Top of INPUT FOR THIS TASK
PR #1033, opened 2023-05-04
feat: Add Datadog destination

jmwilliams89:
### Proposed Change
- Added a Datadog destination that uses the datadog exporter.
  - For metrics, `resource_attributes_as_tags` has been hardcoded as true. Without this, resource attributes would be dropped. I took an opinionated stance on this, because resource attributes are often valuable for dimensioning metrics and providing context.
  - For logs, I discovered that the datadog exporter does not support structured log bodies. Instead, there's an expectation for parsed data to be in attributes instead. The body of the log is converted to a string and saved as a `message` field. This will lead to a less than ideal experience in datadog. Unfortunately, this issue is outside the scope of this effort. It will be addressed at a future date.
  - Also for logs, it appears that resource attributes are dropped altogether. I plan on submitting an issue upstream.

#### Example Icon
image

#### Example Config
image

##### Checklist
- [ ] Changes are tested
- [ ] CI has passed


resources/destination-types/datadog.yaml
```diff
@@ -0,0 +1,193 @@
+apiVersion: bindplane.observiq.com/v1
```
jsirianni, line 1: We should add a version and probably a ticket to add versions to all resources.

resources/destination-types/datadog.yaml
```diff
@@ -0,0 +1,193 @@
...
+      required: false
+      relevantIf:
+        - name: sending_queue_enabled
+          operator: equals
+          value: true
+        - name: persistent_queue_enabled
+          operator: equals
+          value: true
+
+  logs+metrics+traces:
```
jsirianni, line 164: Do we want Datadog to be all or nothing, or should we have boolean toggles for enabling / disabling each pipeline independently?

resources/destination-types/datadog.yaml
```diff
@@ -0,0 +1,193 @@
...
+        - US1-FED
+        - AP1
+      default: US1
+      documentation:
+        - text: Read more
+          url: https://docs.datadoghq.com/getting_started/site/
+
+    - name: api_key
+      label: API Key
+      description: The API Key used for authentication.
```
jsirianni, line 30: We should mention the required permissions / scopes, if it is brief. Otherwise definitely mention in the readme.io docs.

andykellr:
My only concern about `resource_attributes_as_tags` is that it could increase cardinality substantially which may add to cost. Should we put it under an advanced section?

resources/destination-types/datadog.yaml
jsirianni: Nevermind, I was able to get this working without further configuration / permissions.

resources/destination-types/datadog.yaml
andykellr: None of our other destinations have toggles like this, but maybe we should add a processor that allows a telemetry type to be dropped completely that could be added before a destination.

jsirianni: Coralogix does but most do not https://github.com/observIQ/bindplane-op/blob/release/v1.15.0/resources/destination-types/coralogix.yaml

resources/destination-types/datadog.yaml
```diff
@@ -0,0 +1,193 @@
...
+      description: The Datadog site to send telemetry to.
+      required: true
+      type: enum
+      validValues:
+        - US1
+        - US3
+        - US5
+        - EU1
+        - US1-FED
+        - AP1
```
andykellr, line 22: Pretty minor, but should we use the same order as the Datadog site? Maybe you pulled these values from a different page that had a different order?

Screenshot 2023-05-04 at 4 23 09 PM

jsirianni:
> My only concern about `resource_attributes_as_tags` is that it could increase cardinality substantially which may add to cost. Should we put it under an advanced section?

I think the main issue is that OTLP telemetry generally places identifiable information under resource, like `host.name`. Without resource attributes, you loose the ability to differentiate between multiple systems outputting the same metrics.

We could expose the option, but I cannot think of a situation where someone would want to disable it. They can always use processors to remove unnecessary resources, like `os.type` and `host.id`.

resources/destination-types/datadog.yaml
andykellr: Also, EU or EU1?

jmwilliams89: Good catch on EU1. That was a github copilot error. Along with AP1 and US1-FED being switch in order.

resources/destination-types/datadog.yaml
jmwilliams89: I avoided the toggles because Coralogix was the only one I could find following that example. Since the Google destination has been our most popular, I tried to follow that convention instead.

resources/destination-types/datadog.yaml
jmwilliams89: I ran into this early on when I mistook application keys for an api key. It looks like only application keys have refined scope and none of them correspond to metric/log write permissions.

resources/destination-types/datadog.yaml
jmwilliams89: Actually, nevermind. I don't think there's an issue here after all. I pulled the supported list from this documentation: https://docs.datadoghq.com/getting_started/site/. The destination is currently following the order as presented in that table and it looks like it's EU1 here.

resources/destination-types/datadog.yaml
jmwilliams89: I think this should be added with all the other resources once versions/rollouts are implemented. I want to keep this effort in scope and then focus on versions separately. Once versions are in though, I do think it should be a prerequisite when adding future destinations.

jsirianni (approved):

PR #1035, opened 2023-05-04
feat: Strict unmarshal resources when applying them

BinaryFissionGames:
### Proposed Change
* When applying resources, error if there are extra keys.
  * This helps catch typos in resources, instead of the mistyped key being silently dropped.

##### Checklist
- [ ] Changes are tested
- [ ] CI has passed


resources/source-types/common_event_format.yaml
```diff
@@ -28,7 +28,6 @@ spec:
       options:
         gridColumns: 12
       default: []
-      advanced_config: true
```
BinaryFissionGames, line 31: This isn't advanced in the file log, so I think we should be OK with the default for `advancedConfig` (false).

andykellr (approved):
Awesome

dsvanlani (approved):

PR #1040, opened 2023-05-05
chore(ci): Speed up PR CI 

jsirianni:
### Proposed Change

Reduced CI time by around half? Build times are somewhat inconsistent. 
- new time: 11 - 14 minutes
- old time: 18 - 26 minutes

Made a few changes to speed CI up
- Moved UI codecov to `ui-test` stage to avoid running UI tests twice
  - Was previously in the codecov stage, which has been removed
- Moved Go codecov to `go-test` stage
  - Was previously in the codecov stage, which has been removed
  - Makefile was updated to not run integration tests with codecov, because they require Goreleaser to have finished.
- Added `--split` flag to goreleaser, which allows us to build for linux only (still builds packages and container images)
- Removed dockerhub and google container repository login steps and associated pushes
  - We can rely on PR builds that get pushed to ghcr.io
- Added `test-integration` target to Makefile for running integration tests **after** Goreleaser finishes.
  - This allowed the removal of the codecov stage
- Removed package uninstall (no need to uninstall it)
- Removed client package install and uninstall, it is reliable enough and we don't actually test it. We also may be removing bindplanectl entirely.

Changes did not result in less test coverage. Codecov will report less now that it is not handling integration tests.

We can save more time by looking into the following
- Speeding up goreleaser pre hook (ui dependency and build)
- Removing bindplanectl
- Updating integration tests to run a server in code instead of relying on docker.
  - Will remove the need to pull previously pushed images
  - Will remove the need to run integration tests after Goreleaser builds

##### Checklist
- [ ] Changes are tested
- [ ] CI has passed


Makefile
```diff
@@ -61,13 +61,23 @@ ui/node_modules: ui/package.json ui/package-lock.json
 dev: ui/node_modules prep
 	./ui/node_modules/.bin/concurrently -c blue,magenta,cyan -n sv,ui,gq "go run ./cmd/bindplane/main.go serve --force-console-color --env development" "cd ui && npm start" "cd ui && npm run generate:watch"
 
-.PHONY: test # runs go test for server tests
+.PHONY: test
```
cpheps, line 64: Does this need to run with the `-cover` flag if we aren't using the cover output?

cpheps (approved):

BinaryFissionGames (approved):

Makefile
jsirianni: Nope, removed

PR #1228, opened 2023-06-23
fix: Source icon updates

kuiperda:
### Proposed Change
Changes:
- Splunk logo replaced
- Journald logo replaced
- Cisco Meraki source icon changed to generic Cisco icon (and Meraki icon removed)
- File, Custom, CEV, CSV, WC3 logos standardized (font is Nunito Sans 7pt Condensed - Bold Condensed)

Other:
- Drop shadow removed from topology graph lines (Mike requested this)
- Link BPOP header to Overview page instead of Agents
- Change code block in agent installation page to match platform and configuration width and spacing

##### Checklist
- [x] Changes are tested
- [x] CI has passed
Bottom of INPUT FOR THIS TASK
Top of INPUT FOR THIS TASK
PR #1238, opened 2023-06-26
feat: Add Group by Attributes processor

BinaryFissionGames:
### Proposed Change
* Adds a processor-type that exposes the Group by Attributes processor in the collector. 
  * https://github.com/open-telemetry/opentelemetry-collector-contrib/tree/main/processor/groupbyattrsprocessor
Bottom of INPUT FOR THIS TASK
● PROMPT:
Where the word "been" occurs in a line of the entries above, count that line, and reply with the total only.

● EXERCISE SOLUTION:
4